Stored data
PR #1816, opened 2022-01-25
Ensure txPricedList reheaps regularly (avoid tx memory leak)

hbandura:
This PR fixes a memory leak found while running v1.5.0 nodes before the Espresso fork.

`txPricedList` keeps both a list of all txs in the pool, and also a heap for fast access to the cheapest txs. These heaps are not always synchronized with the txs list: *they increment at the same time as the list, but they do not decrement at the same time*. To decrement, the txpool marks how many txs are 'stale', and after a critical point, a `Reheap()` is called, where the whole memory of the heaps is released and they are recreated.

The issue in the code was that the critical point was never reached, and the heaps grew indefinitely. Strangely, the behavior is different after Expresso HF activation, since then `Reheap()` is called periodically on changes for the base fee. But before the HF nothing forces this so the heaps grow forever. One of the reasons for the critical point never being reached is the tx pool not respecting the contract of calling `Removed` every time it should.

The issue seems to be similar to https://github.com/ethereum/go-ethereum/issues/23690, which was workarounded by reheaping after every pool reorg. Here we also add a couple of safeguards based on the size of the tx pool to ensure that, even if the node is stuck (due to a bad block or any other reason), proper reheaps are triggered if necessary.

A follow-up investigation should be made to have an exhaustive list of all the reasons why the de-synchronization occurs. An example of those is the method `demoteUnexecutables`, where many txs are removed from the pool but not from the pricedlist.

### DIFF
--- a/core/tx_pool.go
+++ b/core/tx_pool.go
@@ -336,7 +336,8 @@ func NewTxPool(config TxPoolConfig, chainconfig *params.ChainConfig, chain block
 	pool.reset(nil, chain.CurrentBlock().Header())
 	// TODO: Does this reordering cause a problem?
 	// priced list depends on the current ctx which is set in reset
-	pool.priced = newTxPricedList(pool.all, &pool.currentCtx)
+	// Use the global slots as the max amount of stale transactions in the priced heap before a re-heap.
+	pool.priced = newTxPricedList(pool.all, &pool.currentCtx, int64(pool.config.GlobalSlots))
 
 	// Start the reorg loop early so it can handle requests generated during journal loading.
 	pool.wg.Add(1)
--- a/core/tx_pool.go
+++ b/core/tx_pool.go
@@ -1255,6 +1255,9 @@ func (pool *TxPool) runReorg(done chan struct{}, reset *txpoolResetRequest, dirt
 		pool.demoteUnexecutables()
 		if reset.newHead != nil && pool.chainconfig.IsEspresso(new(big.Int).Add(reset.newHead.Number, big.NewInt(1))) {
 			pool.priced.SetBaseFee(pool.ctx())
+		} else {
+			// Prevent the price heap from growing indefinitely
+			pool.priced.Reheap()
 		}
 	}
 	// Ensure pool.queue and pool.pending sizes stay within the configured limits.
--- a/core/tx_list.go
+++ b/core/tx_list.go
@@ -779,7 +779,7 @@ func (l *txPricedList) Put(tx *types.Transaction, local bool) {
 // from the pool. The list will just keep a counter of stale objects and update
 // the heap if a large enough ratio of transactions go stale.
 func (l *txPricedList) Removed(count int) {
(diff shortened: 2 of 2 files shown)


piersy:
Coverage from tests in `./e2e_test/...` for `./consensus/istanbul/...` at commit 4d8ff2ed245e03839be984277dba013f96332564
<details><summary>coverage:  51.3% of statements across all listed packages</summary><br>
<pre>
coverage:  66.3% of statements in consensus/istanbul
coverage:  41.7% of statements in consensus/istanbul/announce
coverage:  69.8% of statements in consensus/istanbul/core
</pre>
CommentID: a350172000
</details>

diwu1989:
the ratio:
```
// Reheap if the ratio of stales is more than 25% of the heaps sizes
overStalesRatio := int(stales) > (urgentSize+floatingSize)/4
```

is it possible for the 4 to be taken in as a geth argument / flag, with default being 4?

Task brief: Return, with no change at all, every line in the entries above from the line containing "chainconfig *params.ChainConfig, chain block" through the line containing "before a re-heap.".

Answer box:
@@ -336,7 +336,8 @@ func NewTxPool(config TxPoolConfig, chainconfig *params.ChainConfig, chain block
 	pool.reset(nil, chain.CurrentBlock().Header())
 	// TODO: Does this reordering cause a problem?
 	// priced list depends on the current ctx which is set in reset
-	pool.priced = newTxPricedList(pool.all, &pool.currentCtx)
+	// Use the global slots as the max amount of stale transactions in the priced heap before a re-heap.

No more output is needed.